I decided that I didn't like the alphabet array at the top of the rot13 function, so I've rewritten it to iterate over the range of lowercase character codes and map them to the correct chars. I've also done the same with the upper_alphabet vector. This is my new rot13 function.

fn rot13(message: String) -> String {
    let alphabet: Vec<char> = (97..123).map(|n| char::from_u32(n).unwrap()).collect();
    let upper_alphabet: Vec<char> = (65..91).map(|n| char::from_u32(n).unwrap()).collect();

    message.chars()
        .map(|c| *alphabet.iter()
            .chain(alphabet.iter())
            .chain(upper_alphabet.iter())
            .chain(upper_alphabet.iter())
            .skip_while(|&x| *x != c)
            .nth(13)
            .unwrap_or(&c))
        .collect()
}

Finishing up

I haven't written any tests or anything yet, but I'm very impatient to build my first Rust program! I run cargo build --release because I wanted to see what a release version of my CLI app would be like. It takes surprisingly long for such a small program. Once it's finished compiling, I navigate to target/release and can run my program by simply typing ./rot13 "Whatever I want to encode!". It works!

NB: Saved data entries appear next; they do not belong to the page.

PR #1681, opened 2020-05-23
[Experiment] helm lint --strict compliance - not fully there

consideRatio:


baboune:
I like the changes!

consideRatio:
I ran into a few issues that would require some work to resolve, hmmm...

1. There were some helm templating logic in the hub's configmap and the hub's secret that was way to complicated to allow for `--strict` flag to approve, but #1682 would resolve it by avoiding that logic. It is a PR that makes sense on its own.

2. There were some issues for the helper functions, but it could be resolved by providing some default values in the values.yaml file, even though they may be pointless for the end user of the Helm chart.

3. Providing even a blank string is required to avoid a common `--strict` error relating to referencing a null value, but providing a blank string will make our configuration in jupyterhub_config.py set it to a blank string down the line, and that in turn gives us errors. Sometimes a blank string should be treated as a blank string though hmm.

4. For integers that needed a value, I could set the value 0 to represent a falsy value. It may be confusing though, hmm...

My conclusion is that this require quite a bit of modifications, and if it is done, I think it should be done with a clear reason - and right now it is mainly based on aesthetics of being compliant with helm's CLI. There were some modifications made that make sense of their own I think, but also some compromises, and I don't think it seems worth it without additional incitements.

---

Oh hey Nicolas btw! I'm Erik in the Data Science team of Sandvik :D

PR #1682, opened 2020-05-23
Complexity reduction - combine passthrough values.yaml data in hub-config (k8s configmap) to hub-secret (k8s secret)

consideRatio:
JupyterHub itself, authenticators, etc, all may want to use the values
we also use to render the Helm charts templates. So, we typically take
them av available in {{ .Values }}, split it apart, and render it to a
k8s configmap as well as a k8s secret.

This separation had little to no benefit and was hard to maintain. In
this commit I gather the {{ .Values }} into the hub-secret file. I also
configure c.JupyterHub.cookie_secret instead of passing that
information by mounting a k8s secrets key's value into a
JPY_COOKIE_SECRET environment variable on the hub pod.

### DIFF
--- a/jupyterhub/files/hub/jupyterhub_config.py
+++ b/jupyterhub/files/hub/jupyterhub_config.py
@@ -62,6 +62,7 @@ for trait, cfg_key in (
     ('active_server_limit', None),
     # base url prefix
     ('base_url', None),
+    ('cookie_secret', None),
     ('allow_named_servers', None),
     ('named_server_limit_per_user', None),
     ('authenticate_prometheus', None),
--- a/jupyterhub/files/hub/jupyterhub_config.py
+++ b/jupyterhub/files/hub/jupyterhub_config.py
@@ -2,6 +2,8 @@ import os
 import re
 import sys
 
+from binascii import a2b_hex
+
 from tornado.httpclient import AsyncHTTPClient
 from kubernetes import client
 from jupyterhub.utils import url_path_join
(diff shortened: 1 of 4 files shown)


jupyterhub/files/hub/jupyterhub_config.py
```diff
@@ -62,6 +62,7 @@ def camelCaseify(s):
     ('active_server_limit', None),
     # base url prefix
     ('base_url', None),
+    ('cookie_secret', None),
```
minrk, line 65: I don't think we can treat `cookie_secret` quite as transparently as the rest of the traits; I think it needs special handling because `JupyterHub.cookie_secret` is a `Bytes` trait, which should fail when you try to set it with text from yaml.

Instead, adding the same encoding from yaml text as is [currently done](https://github.com/jupyterhub/jupyterhub/blob/3663d7c8fcba2118dd469a8a4cca540cc63a39cf/jupyterhub/app.py#L1345-L1346) when it's set via env:

```python
from binascii import a2b_hex
cookie_secret_hex = get_config("hub.cookieSecret")
if cookie_secret_hex:
    c.JupyterHub.cookie_secret = a2b_hex(cookie_secret_hex)
```

minrk (commented):
Sorry for not seeing this long ago, I was utterly buried in the Spring, but this is great! I'd love to see this land.

I think cookie_secret needs a little more special handling to come directly from yaml, but other than that, 👍

jupyterhub/files/hub/jupyterhub_config.py
consideRatio: Thanks for the review and nice catching this @minrk! I've updated the PR with a commit reflecting this insight!

consideRatio: @minrk, does this look good? https://github.com/jupyterhub/zero-to-jupyterhub-k8s/pull/1682/commits/9aff240572627488b7e0501bfbbcea1d25757c88

consideRatio: I'm marking this as resolved as I think I got it right.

I can also install it on my Ubuntu system by running sudo install ./rot13 /usr/bin/ on the command line. Now, I can run rot13 "Encode this" from any directory!

Now that I have a working program I'd like to add a few tests, and I'd like to try compiling to WASM and creating a web-based ROT13 converter. But for now, I've spent an entire Sunday on this project and football is on, so I'm going to call it quits for today.